The Black Business

5.4K 476 69
                                    

Hey, akhirnya aku bisa menyentuh laptop dengan koneksi lagi setelah sibuk sekali dengan kegiatan di dunia real. Hehe

Aih, sedih sekali tiap baca komentar tentang ceritaku yang disama ratakan dengan sinetron, hahai, tapi masa bodoh dengan mereka yang beranggapan seperti itu. Itu hak mereka. Untuk berkomentar, yang aku tahu aku hanya menulis, menyalurkan hobiku.

Saya ucapkan terima kasih kepada para pembaca yang masih sempetin buat baca kelanjutan Missing, yang hanya update satu minggu sekali, seperti saya ini adaah penulis yang udah legend saja. Bukan maksud seperti itu, saya harus membagi waktu antara menulis dan kegiatan saya. Semoga kalian mengerti.

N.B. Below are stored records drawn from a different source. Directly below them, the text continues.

PR #1008, opened 2021-01-16
refactor: use /usr prefix

johannbg:
This change brings the project somewhat up to speed with the usr move which should be safe after a decade or so lol...

### DIFF
--- a/.github/CODEOWNERS
+++ b/.github/CODEOWNERS
@@ -1,0 +1,9 @@
+# This is a comment.
+# Each line is a file pattern followed by one or more owners.
+
+# These owners will be the default owners for everything in
+# the repo. Unless a later match takes precedence,
+# @global-owner1 and @global-owner2 will be requested for
+# review when someone opens a pull request.
+*       @haraldh @danimo @johannbg
+
--- a/dracut.logrotate
+++ b/dracut.logrotate
@@ -1,6 +1,0 @@
-/var/log/dracut.log {
-    missingok
-    notifempty
-    size 30k
-    create 0600 root root
-}
--- a/modules.d/95zfcp_rules/module-setup.sh
+++ b/modules.d/95zfcp_rules/module-setup.sh
@@ -1,4 +1,4 @@
-#!/bin/bash
+#!/usr/bin/bash
 
 # called by dracut
 cmdline() {
--- a/modules.d/95zfcp_rules/parse-zfcp.sh
+++ b/modules.d/95zfcp_rules/parse-zfcp.sh
@@ -1,4 +1,4 @@
-#!/bin/bash
+#!/usr/bin/bash
 
 create_udev_rule() {
     local ccw=$1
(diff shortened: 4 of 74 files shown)


haraldh:
No... `/bin/sh` and `/bin/bash` should not be changed in my opinion. What is the benefit here?

behrmann:
>  secondly consistency with other building blocks of the OS like systemd which uses throughout the project #!/usr/bin/env bash , #!/usr/bin/env python3 

This seems a better solution and should skirt the potential outfall.

johannbg:
> At least the shell shebang can break some users, [we had this problem in mkosi](https://github.com/systemd/mkosi/issues/532). Also, Debian still supports split usr setups, although everything except for buildds default to merged usr and I'm not sure whether those use dracut.

If Debian can patch systemd for this ( which it must be doing, if this truly is a problem )  it can do so for dracut and the reality is that we cannot adhere to the whims of downstream trying to support multiple init systems or ship modules related to that since it generates a lot of additional work for the project, which resources are already stretched thin enough as is. ( Which should be quite obvious ). We need to reverse that evolution, clean that legacy cruff up and make the project being agile enough to move forward with the rest of the building blocks of the OS.

haraldh:
> > No... `/bin/sh` and `/bin/bash` should not be changed in my opinion. What is the benefit here?
> 
> Consistency.
> Let's start with the dialogue of always using bash instead of sh, which majority of the project uses ( or the other way around change it to sh ), secondly consistency with other building blocks of the OS like systemd which uses throughout the project #!/usr/bin/env bash , #!/usr/bin/env python3 ( which obviously means I have to re-do this but I just noticed this inconsistency when I was going to implement the spdx license stuff ).
> 
> What's the benefit of keeping it like is?

So, debian wants to use `dash` in the initramfs. Therefore the initramfs scripts use `/bin/sh` and must use posix compatible shell syntax. The initramfs creating part uses `/bin/bash`.

Although I made the usr-move in Fedora, I recommend not changing `/bin/sh` and `/bin/bash` as those are unix fundamentals. 

Also I don't recommend `env`, because dracut should use the system shell, instead of the one in /usr/local or $HOME/bin.

johannbg:
Most people that are posix standard advocates have no idea how posix came to existence or know it's short comings or aware of the reality that the current posix standard on its own, is not rich enough to form a basis for practical applications in the real world but people apparently care deeply about it as well as the unix *guideline* that was reflective of the time it was written, guidelines that somehow over time became viewed as a philosophy or word of god in some cases. I personally am neither with or against either of these things as long as they dont stand in the way of progress. 

Now what I personally care about is consistency, consistency in the code, consistency the documentation which leads to consistency in reviews etc. what that consistency is means less to me than it not being consistent et all so we just need to reach consensus what that is and create task to ensure we meet that consensus.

Saya tidak akan menagih minta vote atau respon lagi, jadi vote lah jika kalian suka dengan cerita ini. Atau responlah jika kalian ingin berkomentar. Oh iya, saya sangat berterima kasih kepada para reader yang sudah vote, kalian tahu, kalian yang membuat saya masih bertahan menulis di wattpad. Thanks

***The Black Business***

Diaz bergerak, melangkahkan kakinya panjang-panjang. Matanya waspada, menyisir jalan masuk menuju stasiun kereta bawah tanah kota Rio. Kamera kecil masih menggantung di lehernya, dengan tas pinggang kecil yang menempel.

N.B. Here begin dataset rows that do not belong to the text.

PR #1759, opened 2022-03-24
Fixes two bugs which cause minutes long boot times caused by unneeded…

tuppero:
… arping to the default gateway

This pull request changes dracut-network.
Fixes two bugs which cause minutes long boot times caused by unneeded "arping -q -f -w 60" to the default gateway
(when unresponsive) even if the NFS server is on the local network.
This was evident in logs like "dracut-initqueue[x]: Resolving x.x.x.34 via ARP on br0 failed".
## Changes
modules.d/40network/net-lib.sh
## Checklist
- [ x] I am providing new code and test(s) for it

Fixes #
- get_netroot_ip() had first two arguments interchanged in 'splitsep ":" "$1" prefix server rest'
- ip_is_local() was returning negated values from 'strstr "$(ip route get "$@" 2> /dev/null)" " via "'


modules.d/40network/net-lib.sh
```diff
@@ -101,7 +101,8 @@ get_netroot_ip() {
 }
 
 ip_is_local() {
-    strstr "$(ip route get "$@" 2> /dev/null)" " via "
+    strstr "$(ip route get "$@" 2> /dev/null)" " via " || return 0
+    return 1
```
nabijaczleweli, line 105: isn't this just `! strstr ...`?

Diaz melempar senyum pada setiap orang-orang yang berpapasan dengannya, dua-tiga orang tidak menggubrisnya. Terlalu terburu-buru menuju tempat tujuannya, atau sibuk dengan ponsel mereka. Pekerjaan yang memasuki deadline.

Malam ini Diaz harus menyelesaikan pekerjaan terakhirnya, setelah itu dirinya ingin pensiun saja. Ingin menjadi orang normal, membangun kedai kopi di pinggir jalan kota Rio dengan uang tabungan hasil kerja kerasnya selama bertahun-tahun. Dan yang lebih penting dari itu semua, Diaz ingin bertemu dengan kawan lamanya. Damien dan Calista.

Ah, berbicara soal Damien, Diaz jadi ingat dengan pria pirang jangkung bermata biru itu. Masih melangkah, Diaz mengelurakan ponselnya, mengamati nomor Calvin, hendak meneleponnya, kemudian urung, ketika mata Diaz terpaku pada petugas keamanaan stasiun yang sedang memeriksa setiap calon penumpang yang masuk.

Diaz mengumpat, kesal sekali terhadap orang bodoh yang menembak mati pria sebulan lalu –yang karena berkatnya, penjagaan stasiun menjadi sangat ketat.

Diaz memutar badan, mencari jalan lain untuk masuk ke dalam stasiun. Matanya jeli sekali mengamati sekitar. Namun sial, Diaz tidak menemukan jalan tikus lain. Akses ke dalam hanya ada satu, melewati petugas sialan itu.

Diaz melirik jam tangannya. 8. 45 P.M. Itu berarti dia hanya punya waktu 15 menit untuk menyelesaikan bisnis terakhirnya. Menemui seseorang untuk menyerahkan barang pesanannya. Sesuai janji bossnya, dia akan dibebas tugaskan jika berhasil menyelesaikan tugasnya.

Senyum menghiasi wajah Diaz, senang sekali dirinya membayangkan kehidupan bebas yang terenggut selama lima belas tahun bisa berakhir. Dirinya bisa kembali menemui Damien dan Calista tanpa khawatir ke dua sahabatnya itu akan bertanya perihal pekerjaannya.

Waktu yang dijanjikan semakin berkurang, Diaz tidak punya waktu untuk membayangkan mimpi indahnya. Percuma saja. Mimpi itu tidak akan terwujud jika dirinya gagal dalam misi terakhir.

Diaz mengedarkan pandangan, mencari celah, membuat strategi jitu untuk masuk ke dalam stasiun. Mengamati beberapa orang yang berlalu lalang yang sebagian besar sibuk dengan aktivitasnya masing-masing. Tampak tidak peduli sekitar.

"Sial. Tidak ada yang bisa di harapkan." Diaz mengumpat, kemudian tersenyum pada saat melihat seorang perempuan manula yang bersusah payah berjalan. Kasihan sekali perempuan tua itu. Berjalan tanpa ada yang peduli. Dampak dari masyarakat modern. Individualisme.